Keep I mind that the sun additionally boosts vitamin D in the body, which plays a key role in immune health as well.
Consume Alcohol in Moderation – Consuming large quantities of alcohol is linked to a range of negative health effects, together with lowered immune function. When high amounts of alcohol are consumed, the body is preoccupied with trying to detoxify the system to be concerned with normal immune system function.
According to a review published in the journal Alcohol Research in 2015, highly elevated levels of alcohol consumption can weaken the body’s ability to fight infection and slow down recovery time. Consequently, individuals who consume high amounts of alcohol face a greater likelihood of pneumonia, acute respiratory distress syndrome, alcoholic liver disease, and certain cancers, according to the review.
It is best to consume alcohol occasionally if at all and limit consumption to one drink (equivalent to a 4-ounce glass of wine) per day if for a woman and two drinks per day for a man, as recommended by the NIH.
Quit Smoking – As with alcohol, cigarette smoking can affect immune health as well. Any toxin can compromise the immune system and cigarettes contain a plethora of toxins.
Especially, the chemicals released by cigarette smoke — carbon monoxide, nicotine, nitrogen oxides, and cadmium — can interfere with the growth and function of immune cells, like cytokines, T cells, and B cells, according to a November 2016 review in Oncotarget.
Cigarette smoking additionally worsens viral and bacterial infections (especially those of the lungs, such as flu, pneumonia, and tuberculosis), post-surgical infections, and rheumatoid arthritis (an autoimmune disease in which the immune system attacks the joints), according to the CDC.
Please note that in addition to not smoking, it is best to avoid secondhand smoke whenever possible.
Control Chronic Conditions – For individuals with chronic conditions, it is imperative to keep them under control.
Persistent conditions such as heart disease, asthma, and diabetes can affect the immune system and increase the risk of infections.
For example, when individuals with type 2 diabetes fail to manage their blood sugar properly, this can generate a chronic, low-grade inflammatory response that weakens the body’s defense system, according to an October 2019 review in Current Diabetes Reviews.
In the same way, individuals with asthma are more at risk to catching — and even dying from — the flu, and frequently encounter worse flu and asthma symptoms as a result of the infection, according to a study published in the July 2017 issue of the Journal of Allergy and Clinical Immunology.
When chronic conditions are managed better, more reserves are free up to help the body fight off infection.

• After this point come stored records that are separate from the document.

Issue #348, opened 2022-04-05
Avoid use of shared method channels


swift-kim:
Shared method channels (default impl. of platform interfaces) are not going to be actively maintained in flutter/plugins (although they are not being deprecated immediately), so we need to stop using them in our packages and instead, add explicit Dart implementations.

Context:
- https://docs.flutter.dev/go/platform-channels-in-federated-plugins
- https://github.com/flutter/flutter/issues/68498
- https://github.com/flutter/flutter/issues/94224

Packages that need migration:
- [x] video_player_tizen
  - This might ease migrating the package to the plusplayer-based implementation which will require more Tizen-specific functions to be added on top of the existing platform interface. (@xuelian-bai Please provide some details if you have any.)
  - May depend on https://github.com/flutter-tizen/plugins/issues/347.
- [x] image_picker_tizen
- [x] camera_tizen

Not applicable (already migrated):
- google_maps_flutter_tizen
- google_sign_in_tizen
- path_provider_tizen
- shared_preferences_tizen
- url_launcher_tizen
- webview_flutter_tizen

stuartmorgan:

Therefore, an individual must be sure to stay on top of any medications, doctor visits, and healthy habits that keep symptoms at bay. It will pay off in the long-run.

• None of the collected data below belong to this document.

PR #606, opened 2023-07-28
[permission_handler] Update package dependency

kazakan:
* Update permission_handler to 10.4.3.
* Update permission_handler_platform_interface to 3.11.0.
* Update the example app.

### DIFF
--- a/packages/permission_handler/example/lib/main.dart
+++ b/packages/permission_handler/example/lib/main.dart
@@ -35,7 +35,7 @@ class _PermissionHandlerWidgetState extends State<PermissionHandlerWidget> {
       child: ListView(
           children: Permission.values
               .where((permission) {
-                /// Permissions not applicable for Tizen
+                // Permissions not applicable for Tizen.
                 return permission != Permission.unknown &&
                     permission != Permission.photos &&
                     permission != Permission.photosAddOnly &&
--- a/packages/permission_handler/example/lib/main.dart
+++ b/packages/permission_handler/example/lib/main.dart
@@ -1,5 +1,3 @@
-import 'dart:io';
-
 import 'package:baseflow_plugin_template/baseflow_plugin_template.dart';
 import 'package:flutter/material.dart';
 import 'package:permission_handler/permission_handler.dart';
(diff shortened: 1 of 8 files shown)


packages/permission_handler/example/lib/main.dart
```diff
@@ -50,18 +50,23 @@ class _PermissionHandlerWidgetState extends State<PermissionHandlerWidget> {
...
+                      permission != Permission.bluetoothConnect &&
+                      permission != Permission.nearbyWifiDevices &&
+                      permission != Permission.videos &&
+                      permission != Permission.audio &&
+                      permission != Permission.scheduleExactAlarm &&
+                      permission != Permission.sensorsAlways;
                 } else {
                   return permission != Permission.unknown &&
                       permission != Permission.mediaLibrary &&
-                      permission != Permission.photos &&
```
JSUYA, line 57: Could you please check this?
In README, photos is iOS-only permission. is this available in tizen?
Please check the permissions allowed by tizen platform, README, and this if condition together.(android-only also..)

kazakan: Permission.photos is for android (with version >= TIRAMISU) and IOS. [permission handler code](https://github.com/Baseflow/flutter-permission-handler/blob/dfed5d2114e4fe1ce2d51711e0a2074b612cb943/permission_handler_platform_interface/lib/src/permissions.dart#L86C1-L101C41)

But it seems there's no privilege related with `photos` in Tizen.
I'll remove `photos` in ios-only list in README, undo removal of that line, and check for other values again.

kazakan:
By the way, can we convert android-only permission `Permission.scheduleExactAlarm` to tizen privilege `http://tizen.org/privilege/alarm.set`?

- scheduleExactAlarm [Related docs](https://developer.android.com/about/versions/14/changes/schedule-exact-alarms)
>[Calendar or alarm clock apps](https://support.google.com/googleplay/android-developer/answer/12253906#exact_alarm_preview) need to send calendar reminders, wake-up alarms, or alerts when the app is no longer running. These apps can request the [USE_EXACT_ALARM](https://developer.android.com/reference/android/Manifest.permission#USE_EXACT_ALARM) normal permission. The USE_EXACT_ALARM permission will be granted on install, and apps holding this permission will be able to schedule exact alarms just like apps with the [SCHEDULE_EXACT_ALARM](https://developer.android.com/reference/android/Manifest.permission#SCHEDULE_EXACT_ALARM) permission.

- `http://tizen.org/privilege/alarm.set` [Related docs](https://www.tizen.org/privilege)
>  Allows the application to set alarms and wake the device up at scheduled times.
Type: Native / Dotnet
Level: Public
Privacy: No


But when I converted it and run example app, example app says `PermissionStatus.permanentlyDenied`

packages/permission_handler/example/lib/main.dart
kazakan: This Tizen plugin returns `kGranted` when given Permission is not convertible into tizen privilege in mobile emulator. 

[Code that converts permission into string](https://github.com/flutter-tizen/plugins/blob/b33b193d5439246ff19437436c6b89b495fae34c/packages/permission_handler/tizen/src/permission_handler_tizen_plugin.cc#L21C1-L49C2)
[Code that ignores empty string when requestPermission](https://github.com/flutter-tizen/plugins/blob/b33b193d5439246ff19437436c6b89b495fae34c/packages/permission_handler/tizen/src/permission_handler_tizen_plugin.cc#L116C1-L122C12)

So, I think, to test permission supported by test in example app, just not to put the supported permissions into that return statement is enough just like before.

But I'll keep checking there's permissions that convertible into tizen privilege.

kazakan:
> By the way, can we convert android-only permission `Permission.scheduleExactAlarm` to tizen privilege `http://tizen.org/privilege/alarm.set`?
> 
>     * scheduleExactAlarm [Related docs](https://developer.android.com/about/versions/14/changes/schedule-exact-alarms)
> 
> 
> > [Calendar or alarm clock apps](https://support.google.com/googleplay/android-developer/answer/12253906#exact_alarm_preview) need to send calendar reminders, wake-up alarms, or alerts when the app is no longer running. These apps can request the [USE_EXACT_ALARM](https://developer.android.com/reference/android/Manifest.permission#USE_EXACT_ALARM) normal permission. The USE_EXACT_ALARM permission will be granted on install, and apps holding this permission will be able to schedule exact alarms just like apps with the [SCHEDULE_EXACT_ALARM](https://developer.android.com/reference/android/Manifest.permission#SCHEDULE_EXACT_ALARM) permission.
> 
>     * `http://tizen.org/privilege/alarm.set` [Related docs](https://www.tizen.org/privilege)
> 
> 
> > Allows the application to set alarms and wake the device up at scheduled times.
> > Type: Native / Dotnet
> > Level: Public
> > Privacy: No
> 
> But when I converted it and run example app in emulator, example app says `PermissionStatus.permanentlyDenied`

After add permission into manifest file, app says `Permission.Granted` without explicit permission acquirement.

All the permissions supported in this plugin before needed explicit acquire of permission. But then we couldn't find out permissions that doesn't need explicit acquire is acquired or not. Is this intended behavior?

swift-kim:
Only privacy-related privileges are associated with specific permissions. The alarm privilege doesn't require any permission on Tizen. Please see the Tizen doc linked in the package README.

packages/permission_handler/example/lib/main.dart
kazakan: Fixed it!

kazakan: + They are ordered by enum value.

JSUYA (approved):
LGTM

Please feel free to leave any questions, comments, or concerns below.
4 thoughts on “The Facts about the Immune System”
I must confess that we deserve to learn and know more about how we can be better prepared internally to fight against certain diseases. Most persons wish they had known what they know now a little sooner, it would have been a lot easier for them to deal with certain health challenge before it even showed up. This article is an eye opener indeed.

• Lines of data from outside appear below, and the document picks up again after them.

PR #622, opened 2023-10-24
Fix non-platform thread issue.

hyue7:
fix issue in video_player and video_player_videohole:
```
[E] [ERROR:flutter/shell/common/shell.cc(1004)] The 'flutter.io/videoPlayer/videoEvents2' channel sent a message from native to Flutter on a non-platform thread. Platform channel messages must be sent on the platform thread. Failure to do so may result in data  loss or crashes, and must be fixed in the plugin or application code creating that channel.
See https://docs.flutter.dev/platform-integration/platform-channels#channels-and-platform-threading for  more information. [E]
```


packages/video_player/tizen/src/video_player.cc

Hi Lucas – Yes, it is better in the long run to be proactive with our health. Maintaining a strong immune system will go a long way in fulfilling that goal. Thanks for commenting!
I believe that jts always a good thing for us to learn about our body system and also to understand how everything in our body works. You explained them here so well and I am just so happy. There are things that I read here about my system that I didn’t know before. I am sure I can go on to do better with this. Thank you very much.
Hey Jay – I am so happy that the article is helpful to you and I thank you for your comment. I wish you the best in your pursuit of good health. Remember, prevention is better than cure!